COVID protein expression in the fly brain accumulated ROS (red), activating brain-muscle signaling.
Shuo Yang
Equipped with data from flies and mice, Johnson’s team wondered whether similar processes might be at play in humans and indeed, histological analyses revealed ORF3a in the brains of deceased SARS-CoV-2 patients.
Finally, the team explored whether similar players regulate the crosstalk between the brain and muscles in non-infectious diseases—like Alzheimer’s disease (AD)—that cause neuroinflammation and muscle weakness. The researchers performed a meta-analysis of previously published studies, which revealed that patients with AD had higher serum IL-6 levels than control participants.
To test whether modeling AD in flies would trigger a similar pathway, the researchers expressed amyloid beta—a neurotoxic protein involved in AD pathology—in the brain. This resulted in motor dysfunction accompanied by increased ROS and upd3 expression in the brain.

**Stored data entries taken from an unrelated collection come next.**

Issue #725, opened 2017-04-29
[IMPROVE]Please add /home possibility in Auto Partitionning system


Elrondo46:
I think it's necessary for a lot of desktop distros

geckolinux:
This feature would be very useful now for use with the ZFS module, especially for running another filesystem on the rootfs but ZFS for `/home`.

Issue #901, opened 2018-02-04
[Feature Request] FS/Partition layout profiles?


polarathene:
I quite like the default one that openSUSE offers with their installer. BTRFS for the system with a rather thought out subvolume layout and XFS for `/home`. Going with the default offering also sets up Snapper integration which was another perk.

It'd be nice if Calamares could have similar "presets" or suggested layout configurations. The distro maintainer could offer these(or just a default one) as a profile, or a user could import/export a layout via Calamares to use with the installer in future installations.

---

I'm not sure what the current situation is for silent/unattended installations, being able to provide profiles for that use-case would also be nice, with constraints like min/max partition size and a % value.

abucodonosor:
dupe #725

abucodonosor:
also #525

polarathene:
@abucodonosor ? How is this a dupe of #725? That issue requests `/home` to be included in an auto partitioner.

Have I misunderstood and missed something about Calamares that allows a user or distro maintainer to have Calamares use or default to a custom partition scheme/layout? Are you familiar with the openSUSE installer and how it presents a rather advanced partition layout of BTRFS with many subvolumes and settings along with the XFS /home?

2ndly does Calamares presently support unattended/silent installs that can define said layouts to use arbitary sizes with min/max constraints and % values instead of only absolute?

#525 for Snapper mention is fine. But I disagree that this issue is a dupe of #725, it's a far more involved request.

polarathene:
I understand if the feature requested however is not something Calamares plans to support. Perhaps it is something that a third party can contribute as a module(assuming that's possible), if so and that doesn't warrant keeping this issue open for visibility, that's fine.

abucodonosor:
@polarathene 

#725 tells about /home only but is about having some sort layout/schemas.

right now only BTRFS does /home  .. also see #815 , #807 , #586

polarathene:
None of the linked issues are related to what this one requests.

I kind of get where you're coming from with #725, as it mentions to add it as a possibility/option. It is rather specific though where as this issue asks for generic partition layout/schema support with import/export(#725 does not mention anything like that, closing this issue therefore will ignore such a request?)

None of the linked issues refer to the request for min/max/% support for said FS/partition presets when doing unattended/silent installs. Closing this issue also buries that request(should I create a separate request for it?)

[...]

Issue #1043, opened 2018-10-28
Preselect already chosen drive in manual partition editor.


philmmanjaro:
**Describe the bug**
You can select the available harddrives in the selection menu of the **partition** module. When you choose manual partition mode, it automatically pre-select the first drive. Ex. `sda`. In the previous window you actually wanted to go for `sdc` instead. If you have similar setups, you might oversee this ...

**To Reproduce**
1. Select any drive, but not the first in your list
2. Select manual partitioning
3. First drive is automatically selected in drop-down on top
4. If you oversee it, you will go with the wrong drive and may delete another installation

**Expected behavior**
The pre-selected drive from the selection menu should also been pre-selected in manual partition mode. In this case `sdc` was selected and should also been pre-selected.

**Screenshots and Logs**

![image](https://user-images.githubusercontent.com/5050022/47622464-5c9e5580-db05-11e8-94f0-9d3933e40ddf.png)
![image](https://user-images.githubusercontent.com/5050022/47622471-78096080-db05-11e8-9a71-1ec194c00508.png)

Issue #1041, opened 2018-10-19
Allow for users to mount /Data partitions.


benbullard79:
**Is your feature request related to a problem? Please describe.**
I use separate partitions to store Data instead of /home. So far I call them /Data1, and /Data2.

**Describe the solution you'd like**
In older versions of Calamares I was able to add the entries in the partitioner on the blank line then select keep rather than format and the entry for the partitions was automatically created in /etc/fstab. Now this functionality is gone as there has been a change where the partitioner now has the no blank line but instead the line 'no mount point'.

**Describe alternatives you've considered**
Seems like that line could be left blank as I don't know why user would create a partition and then not have it mounted. Alternatively include a line in the partitioner for user to add a /Data partition. Doesn't seem like this could be all that difficult to do especially as the functionality was previously possible.

**Additional context**
Keeping data in a separate partition is especially helpful for multi-boot users and testers. For testers even if you bow up your test system your data is intact as it is on a separate partition.

Thanks for your consideration.

benbullard79:
Hope I made this obvious. I mean I want to have the partitioner step during Calamares install to be able to add mount points to /etc/fstab for existing Data partitions. This could or should be limited to 1 to 3 partitions to mount only? (Speculating on that.) This so the partitions are available to user after first boot in installed system. In other words a user friendly convenience or feature.

philmmanjaro:
Well, this feature is already given. Open manual partitioning. Choose any option in the mountpoint drop-down. Go into the field again and edit it as you need/want:

![cal](https://user-images.githubusercontent.com/5050022/47244742-e871fc80-d3f6-11e8-989f-05d314c39173.png)

benbullard79:
This is in OpenMandriva using Calamares 3.2.2. What you say was true until Calamares changed the partitioner from having the first line blank to the first line saying 'No mount point'. In fact I've been doing exactly as you said every since OpenMandriva switched to Calamares until now with most recent Calamares version where the first line was changed from blank to 'No mount point'.

If I delete 'No mount point' and add say for instance /Data1 no entry is listed under mount point in the partitioner so I presume it is not working. Worse is if I drop down to / and then add Data1 so it says again /Data1. What that does, at least in OpenMandriva, is somewhere during the install process all root partitions get mounted and installer won't format the requested partitions. 

Which having said all that brings up the point: Is this a Calamares issue or an OpenMandriva issue. If you could just help me confirm that it isn't Calamares that would be great.

[...]

PR #1068, opened 2019-01-08
Add the ability to support custom partition layouts

a-wai:
Hi,

For a specific use-case (system with read-only rootfs and atomic upgrades with A/B system partitions -- /, /boot & /var), I needed to automate the partitioning.
This patch series implements support for using a distribution-defined partition layout. The layout is defined in the `partition` module config file, and is automatically applied to the selected disk space:

- When user chooses to erase the whole drive, the partition layout is applied to the drive
- When another partition is replaced, or an existing partition is resized to make room for the new system, the layout is applied to the newly freed disk space

Additionally, for this use-case, the user should not be able to manually partition the drive, therefore I added an optional config option in order to disable manual partitioning.

Solves #901 

Cheers,
Arnaud


adriaandegroot:
That's a really good idea. Have you considered also handling the other FS-partitioning-schemes issues that are mentioned in the linked issue, or one of #1043 or #1041, also in the same general area? (This is me encouraging you to do more, more, more!)

I just released 3.2.3, and I'd like to get 3.2.4 out the door shortly; I might not have time to look at this very closely just now.

src/modules/partition/core/PartitionLayout.h
```diff
@@ -0,0 +1,70 @@
...
+        SizeUnit partMinSizeUnit;
+    };
+
+    PartitionLayout();
+    PartitionLayout( PartitionEntry entry );
+    PartitionLayout( const PartitionLayout& layout );
+    ~PartitionLayout();
+
+    void addEntry( PartitionEntry entry );
+    void addEntry( QString mountPoint, QString size, QString min = "" );
```
adriaandegroot: `min = QString()` is more idiomatic nowadays. Also one typically passes `const QString&`, even though they're implicitly shared and this doesn't make a lot of difference performance-wise.

adriaandegroot: .. I might have some stylistic comments, but overall at-a-quick-glance this looks amazingly well-done.

kkofler: The point of the const reference is to avoid pointless atomic reference count operations.

And `min = QString()` is not just "more idiomatic", but also faster than `min = ""` that explicitly constructs a non-null empty QString.

a-wai: OK, will fix it, thanks for the explanations.
(my C++ is a bit rusty, I've been doing C-only work for the last 10 years or so)

I'll leave you some time to review the whole thing and will submit a batch of fixes to take everything into account, if you're fine with it.

a-wai:
@adriaandegroot This PR should fix #725 & #1028 too, I believe my solution is generic enough to be used in these cases. Regarding the BtrFS-related issues (such as #525 ), I lack hands-on experience with the filesystem, but it is an improvement I could work on in the future.

#1041 & #1043 look like relatively easy fixes, I should be able to address them :smiley:

abucodonosor:
Very interesting idea.

Maybe some prepartion for https://github.com/calamares/calamares/issues/847 
could be made here too ?

PR #1075, opened 2019-01-23
Add a raw filesystem copy module

a-wai:
In some cases, we might want to copy a filesystem as if we were using a
simple 'dd' command, in order to create an exact copy, down to the block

“This is a very elegant paper, very well done with multiple approaches and even more impressively with multiple model organisms,” said Fabio Demontis, a scientist working on inter-tissue signaling at St. Jude Children’s Research Hospital who was not involved with the study. Since other research teams have found that people suffering from COVID-19 had dysfunction of the diaphragm, a skeletal muscle involved in breathing, Demontis said that investigating whether similar inflammatory pathways were involved in this impairment could help scientists do identify potential treatments for respiratory diseases.8
Overall, the results add a novel component to the field of inter-organ communication, said Demontis. They also suggest IL-6 and other players in the pathway as potential targets to prevent neuroinflammation-induced muscle fatigue.
“Hopefully, this paper will be a call to arms to start thinking about IL-6 as a target for treating people with serious chronic inflammation,” agreed Johnson. Next, his team plans to design and conduct clinical trials to test the effect of IL-6 antibodies, which are already approved by the Food and Drug Administration, on motor function in patients with AD or long-COVID.
- van de Leemput J, Han Z. Drosophila, a powerful model to study virus-host interactions and pathogenicity in the fight against SARS-CoV-2. Cell Biosci. 2021;11(1):110.
- Yang S, et al. Infection and chronic disease activate a systemic brain-muscle signaling axis. Sci Immunol. 2024;9(97):eadm7908.
- Cai XT, et al. Gut cytokines modulate olfaction through metabolic reprogramming of glia. Nature. 2021;596(7870):97-102.
- Gera J, et al. Physiological ROS controls Upd3-dependent modeling of ECM to support cardiac function in Drosophila. Sci Adv. 2022;8(7):eabj4991.
- Brown S, et al. Identification of the first invertebrate interleukin JAK/STAT receptor, the Drosophila gene domeless. Curr Biol. 2001;11(21):1700-1705.
- Ding G, et al. Coordination of tumor growth and host wasting by tumor-derived Upd3. Cell Rep. 2021;36(7):109553.
- Santabárbara-Ruiz P, et al. ROS-Induced JNK and p38 signaling is required for unpaired cytokine activation during Drosophila regeneration. PLoS Genet. 2015;11(10):e1005595.
- Veldman C, et al. Sonographic follow-up of diaphragm function in COVID-19: An exploratory study. ERJ Open Res. 2023;9(3):00623-2022.